Content starts
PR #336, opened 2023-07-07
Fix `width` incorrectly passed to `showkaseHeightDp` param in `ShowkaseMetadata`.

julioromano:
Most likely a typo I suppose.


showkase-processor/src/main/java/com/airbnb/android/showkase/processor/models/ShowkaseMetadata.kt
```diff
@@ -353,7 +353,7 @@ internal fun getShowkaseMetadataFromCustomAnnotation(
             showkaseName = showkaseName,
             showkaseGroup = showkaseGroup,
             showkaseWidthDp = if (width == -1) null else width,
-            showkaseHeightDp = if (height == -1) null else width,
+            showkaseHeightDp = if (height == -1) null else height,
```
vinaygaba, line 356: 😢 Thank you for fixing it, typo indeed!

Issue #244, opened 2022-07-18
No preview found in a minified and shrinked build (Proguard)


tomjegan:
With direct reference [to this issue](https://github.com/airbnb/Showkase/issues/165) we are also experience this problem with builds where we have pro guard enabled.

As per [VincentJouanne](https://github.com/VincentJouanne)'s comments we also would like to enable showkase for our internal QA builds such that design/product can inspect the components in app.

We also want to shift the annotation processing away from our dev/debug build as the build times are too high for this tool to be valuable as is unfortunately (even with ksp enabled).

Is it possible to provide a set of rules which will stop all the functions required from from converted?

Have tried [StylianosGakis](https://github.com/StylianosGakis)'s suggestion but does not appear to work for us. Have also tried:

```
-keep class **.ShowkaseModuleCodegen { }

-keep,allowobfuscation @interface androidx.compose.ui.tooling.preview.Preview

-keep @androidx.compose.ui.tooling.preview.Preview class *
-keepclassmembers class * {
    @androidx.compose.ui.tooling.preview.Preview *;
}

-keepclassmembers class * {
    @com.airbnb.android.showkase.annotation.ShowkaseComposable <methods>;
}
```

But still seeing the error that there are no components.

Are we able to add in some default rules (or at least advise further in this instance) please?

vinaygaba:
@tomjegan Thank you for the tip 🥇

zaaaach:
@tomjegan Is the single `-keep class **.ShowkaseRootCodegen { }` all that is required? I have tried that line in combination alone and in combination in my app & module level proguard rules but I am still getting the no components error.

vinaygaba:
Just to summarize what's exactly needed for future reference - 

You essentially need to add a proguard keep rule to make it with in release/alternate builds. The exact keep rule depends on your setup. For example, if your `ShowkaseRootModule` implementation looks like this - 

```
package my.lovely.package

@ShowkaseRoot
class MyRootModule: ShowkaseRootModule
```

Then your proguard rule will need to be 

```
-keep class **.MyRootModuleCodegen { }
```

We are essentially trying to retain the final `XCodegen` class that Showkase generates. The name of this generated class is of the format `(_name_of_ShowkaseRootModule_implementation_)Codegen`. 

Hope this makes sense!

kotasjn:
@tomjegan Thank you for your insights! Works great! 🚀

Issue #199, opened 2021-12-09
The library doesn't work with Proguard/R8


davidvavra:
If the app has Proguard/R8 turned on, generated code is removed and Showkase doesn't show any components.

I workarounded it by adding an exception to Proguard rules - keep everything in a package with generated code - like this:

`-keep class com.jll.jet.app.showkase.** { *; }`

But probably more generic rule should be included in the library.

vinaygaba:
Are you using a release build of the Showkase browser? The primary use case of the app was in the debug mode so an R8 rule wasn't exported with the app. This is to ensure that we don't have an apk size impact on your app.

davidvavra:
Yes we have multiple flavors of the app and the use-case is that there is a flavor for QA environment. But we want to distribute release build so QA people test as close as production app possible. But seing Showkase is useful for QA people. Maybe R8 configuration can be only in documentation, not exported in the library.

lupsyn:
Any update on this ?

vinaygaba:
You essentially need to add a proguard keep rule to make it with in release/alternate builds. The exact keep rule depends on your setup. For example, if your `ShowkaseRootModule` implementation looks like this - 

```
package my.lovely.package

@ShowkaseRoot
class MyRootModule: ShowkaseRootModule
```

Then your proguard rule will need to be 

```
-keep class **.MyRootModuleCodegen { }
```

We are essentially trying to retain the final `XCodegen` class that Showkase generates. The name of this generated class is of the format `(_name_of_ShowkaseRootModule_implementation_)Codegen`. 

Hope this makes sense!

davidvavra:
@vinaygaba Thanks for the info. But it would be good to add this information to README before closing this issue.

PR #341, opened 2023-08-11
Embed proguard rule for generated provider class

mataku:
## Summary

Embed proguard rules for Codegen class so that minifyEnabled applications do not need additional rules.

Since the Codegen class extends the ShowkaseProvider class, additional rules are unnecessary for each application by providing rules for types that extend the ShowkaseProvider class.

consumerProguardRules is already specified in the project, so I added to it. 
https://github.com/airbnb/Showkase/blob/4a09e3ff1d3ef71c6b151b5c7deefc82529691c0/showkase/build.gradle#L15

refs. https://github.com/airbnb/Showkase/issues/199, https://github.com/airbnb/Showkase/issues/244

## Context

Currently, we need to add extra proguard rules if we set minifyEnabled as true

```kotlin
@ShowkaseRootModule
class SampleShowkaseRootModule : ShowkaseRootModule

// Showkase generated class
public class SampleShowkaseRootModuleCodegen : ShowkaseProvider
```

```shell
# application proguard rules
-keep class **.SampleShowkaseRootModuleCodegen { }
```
Content ends
▸ **Instructions to follow**
Output, from the data above, the lines from the line with "If the app has" to the line with "I workarounded it" exactly as they stand, both ends included and nothing else.

▸ **Solution**
If the app has Proguard/R8 turned on, generated code is removed and Showkase doesn't show any components.

I workarounded it by adding an exception to Proguard rules - keep everything in a package with generated code - like this:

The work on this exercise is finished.